[Stored data]
PR #1351, opened 2024-09-03
fix(builder): Replace get calls to registry with axios

FuzzB0t:
Replaces `getUrl` and `getMetaUrl` to use axios to make rpc calls to the registry

### DIFF
--- a/packages/builder/src/registry.ts
+++ b/packages/builder/src/registry.ts
@@ -9,6 +9,7 @@ import CannonRegistryAbi from './abis/CannonRegistry';
 import { prepareMulticall, TxData } from './multicall';
 import { PackageReference } from './package-reference';
 import { CannonSigner } from './types';
+import axios from 'axios';
 
 const debug = Debug('cannon:builder:registry');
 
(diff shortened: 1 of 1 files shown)


FuzzB0t:
> What is the motivation for this PR? I am out of the loop and it seems confusing

@saeta-eth 
We we're seeing a lot of issues with the registry get calls and RPC's so db mentioned we could optimize the calls by using axios to make rpc requests instead of viem. There may be other reasons for this PR but that was the main one AFAIK.

packages/builder/src/registry.ts
```diff
@@ -480,7 +480,36 @@ export class OnChainRegistry extends CannonRegistry {
...
+      },
+      {
+        headers: {
+          'Content-Type': 'application/json',
+        },
+      }
+    );
+
+    if (response.data && response.data.error) {
+      throw response.data.error.message;
```
mjlescano, line 503: Is the `message` prop a string? in that case it could be thrown as an error to have a full stack trace:
```suggestion
      throw new Error(response.data.error.message);
```

packages/builder/src/registry.ts
```diff
@@ -480,7 +480,36 @@ export class OnChainRegistry extends CannonRegistry {
       ],
     });
 
-    return (url as string) || null;
+    const response = await axios.post(
```
mjlescano, line 483: This call could be moved to a helper like `contractFunctionCall` so this method does not get super long.

PR #243, opened 2017-12-10
allow use of openfortivpn by unprivileged user (in group "dip")

gbon121:
After moving privileged pppd options from command line to a config file (owned by root) it is possible for any user in group dip to start pppd through openfortivpn.

Static routes and DNS settings are managed by /etc/ppp/ip-up.local and /etc/ppp/ip-down.local scripts, provided the following lines are added to /etc/openfortivpn/config:
```
set-routes = 0
set-dns = 0
pppd-ipparam = openfortivpn
pppd-call = openfortivpn
```

Tried this approach on Linux (debian stretch) and it works fine for my very limited setup, except for a few harmless error messages at tunnel shutdown when pppd is killed directly with SIGTERM.  I haven't macs or BSDs to test on.


mrbaseman:
Could you introduce a command line switch and/or a config file parameter that changes the behavior in the way you need it instead of breaking normal usage, please?

gbon121:
Introduced pppd-call option to change pppd invocation mode.

mrbaseman:
@gbon121 A big bonus for this PR is that it addresses the long-standing issue of the requirement to run under full root permissions **and** it also brings in a real-life example for a _pppd_ `ip-up` script which can guide other users who would like to adapt it to cover their use cases. Therefore, I'm very interested in merging this into our master branch.

However, the new scripts are not installed at all by the automake procedure. I think we need some extra hooks for them in `Makefile.am`. Probably we should install them as templates like the config file template to `$(DESTDIR)$(datadir)` and mention their existence in the man page. Admins who want to allow their dip-users to open vpn connections can pick them up from there and place the scripts to the locations where pppd is looking for them. A propos: The man page should mention the new command line option, too. 

I'm a bit hesitating about putting all the files directly in place because not all run-time requirements might be fulfilled on all platforms, and adaptions to the scripts by the admin of each machine might get lost by accident when they update _openfortivpn_.

Apart from that, I think it looks good, although I haven't tested it yet. 
@DimitriPapadopoulos and @adrienverge do you have any further comments?

PR #249, opened 2018-02-06
systemd script

uryossa:


examples/openfortivpn.service
```diff
@@ -0,0 +1,10 @@
+[Unit]
+Description = Forti VPN for default
+
+[Service]
+ExecStart = /usr/bin/openfortivpn --use-syslog -c /etc/openfortivpn/config
```
adrienverge: Can you remove `--use-syslog`? It is not the default and most systems use Systemd's journal.

examples/openfortivpn.service
```diff
@@ -0,0 +1,10 @@
+[Unit]
+Description = Forti VPN for default
```
adrienverge: It's not `Forti VPN`, it's `openfortivpn` ;-)

examples/openfortivpn.service
```diff
@@ -0,0 +1,10 @@
+[Unit]
```
adrienverge:
```
Requires = network-online.target 
```
would be useful in this section, what do you think?

uryossa:
I'm sorry.
I don't have enough time for understanding english and learning github.

Issue #253, opened 2018-02-19
avoid ifndef statements


mrbaseman:
in #250 it was noticed that probably the whole issue was opened based on a misunderstanding. 
The `#ifndef __APPLE__` statements are confusing and should be replaced by `#ifdef __APPLE__` accompanied by the appropriate code-reordering

I have opened this issue as a reminder for myself. I'm going to address this, probably after my next vacation...

DimitriPapadopoulos:
Hasn't this issue been solved by 84b92ac?

mrbaseman:
sure, I just forgot to close the issue

PR #254, opened 2018-02-20
change #ifndef __APPLE__ ... #else ... #endif

mrbaseman:
...to `#ifdef __APPLE__ ... #else ... #endif`
combined with appropriate code reordering, where appropriate. this addresses #253


lkundrak:
The commit message should ideally explain why you did the change (why are things better with the commits applied than without it), not literally explaining what the actual changes were.

mrbaseman:
good point. I have updated the commit message.

DimitriPapadopoulos:
@mrbaseman Thank you Martin, looks good to me now.

PR #261, opened 2018-03-16
 Linux kernel coding style 

DimitriPapadopoulos:


DimitriPapadopoulos:
The `line-length.sh` script contradicts the Linux kernel coding style.
Needs to be fixed to accept strings longer than 80 characters.

adrienverge:
Why? From https://www.kernel.org/doc/html/v4.10/process/coding-style.html:

> The limit on the length of lines is 80 columns and this is a strongly preferred limit.


I find it more readable with 80 chars max.

DimitriPapadopoulos:
This is from the Linux kernel coding style:
> Statements longer than 80 columns will be broken into sensible chunks, unless exceeding 80 columns significantly increases readability and does not hide information. Descendants are always substantially shorter than the parent and are placed substantially to the right. The same applies to function headers with a long argument list. **However, never break user-visible strings** such as printk messages, because that breaks the ability to grep for them.

I'm just the messenger: I don't agree nor disagree, with the guide.

adrienverge:
OK thanks! I didn't know.

I have a slight preference for "everything <= 80 chars" because of my text editor (Vim), but I am open to any new linting rules that are consistent and can be easily enforced.

DimitriPapadopoulos:
Indeed **easily enforced** is the issue at hand. Unfortunately `checkpatch.pl` is not written using `lint` – and to tell the truth I find this script too strict. The transition is probably not straightforward.

The rule about not breaking user-visible strings did make sense to me, because it helps grep'ping and googl'ing an error message. But then that's I don't have very strong feelings about it either. I was merely trying to squash some types of `checkpatch.pl` warnings and errors.

PR #262, opened 2018-03-17
Linux kernel coding style

DimitriPapadopoulos:
Very minor changes suggested by checkpatch.pl


adrienverge:
Looks good. If you'd like to replace current linting scripts with more up-to-date ones (like `checkpatch.pl`, or for example, another script that checks 80-char lines except for long strings), feel free!

DimitriPapadopoulos:
The problem with `checkpatch.pl` is that it generates many warnings, some of which I don't really feel like addressing at this point. So at the very least I would need to disable some errors (not possible as far as I can see) or get the script to check only the pull request (using `--patch`) but then how to run it from `tests/lint/run.sh`?

PR #264, opened 2018-03-19
Make the sure Coverity defect is a false positive

DimitriPapadopoulos:


DimitriPapadopoulos:
@mrbaseman Martin, does this change look OK to you? It's partly cosmetic but I feel this rewrite is needed to explain why the Coverity warning is a false positive.

src/tunnel.c
```diff
@@ -439,44 +443,87 @@ static int tcp_connect(struct tunnel *tunnel)
...
+				 * RFC2616 states in section 19.3 Tolerant Applications:
+				 * 	The line terminator for message-header fields
+				 * 	is the sequence CRLF. However, we recommend
+				 * 	that applications, when parsing such headers,
+				 * 	recognize a single LF as a line terminator
+				 * 	and ignore the leading CR.
+				 */
+				static const char *HTTP_EOL[] = {
+					"\r\n\r\n",
+					"\n\n"
```
mrbaseman: what about the "\n\r\n\r" case? The previous code was a bit more tolerant here, but probably this behavior was against specifications anyway...

src/tunnel.c
```diff
@@ -370,8 +370,12 @@ static int tcp_connect(struct tunnel *tunnel)
 		char *proxy_host, *proxy_port;
 		// protect the original environment from modifications
 		env_proxy = strdup(env_proxy);
+		if (env_proxy == NULL) {
```
mrbaseman: oh, I didn't check this. Good catch!

src/tunnel.c
```diff
@@ -370,8 +370,12 @@ static int tcp_connect(struct tunnel *tunnel)
...
+			log_error("strdup: %s\n", strerror(errno));
+			goto err_strdup;
+		}
 		// get rid of a trailing slash
-		if (env_proxy[strlen(env_proxy) - 1] == '/')
+		if (*env_proxy && env_proxy[strlen(env_proxy) - 1] == '/')
```
mrbaseman: but here it is really cosmetic then, but probably requested by coverity

src/tunnel.c
```diff
@@ -425,7 +429,7 @@ static int tcp_connect(struct tunnel *tunnel)
 	log_debug("gateway_port: %u\n", tunnel->config->gateway_port);
 
 	ret = connect(handle, (struct sockaddr *) &server, sizeof(server));
-	if (ret == -1) {
```
mrbaseman: I was checking explicitly for the [failure value -1](http://pubs.opengroup.org/onlinepubs/009695399/functions/connect.html), but your code is more tolerant about different implementations of the connect() function

src/tunnel.c
DimitriPapadopoulos: Coverity fears _getenv_() might return an empty string "" but I don't know whether this can happen. The documentation doesn't specify that.

src/tunnel.c
DimitriPapadopoulos: It's indeed against specifications. Therefore I would suggest starting with these two variants and adding `\n\r\n\r`if needed.Your call :-)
[/Stored data]
Requirement
Search the records above for "coding" and copy every line that has it.

The answer
 Linux kernel coding style 
The `line-length.sh` script contradicts the Linux kernel coding style.
Why? From https://www.kernel.org/doc/html/v4.10/process/coding-style.html:
This is from the Linux kernel coding style:
Linux kernel coding style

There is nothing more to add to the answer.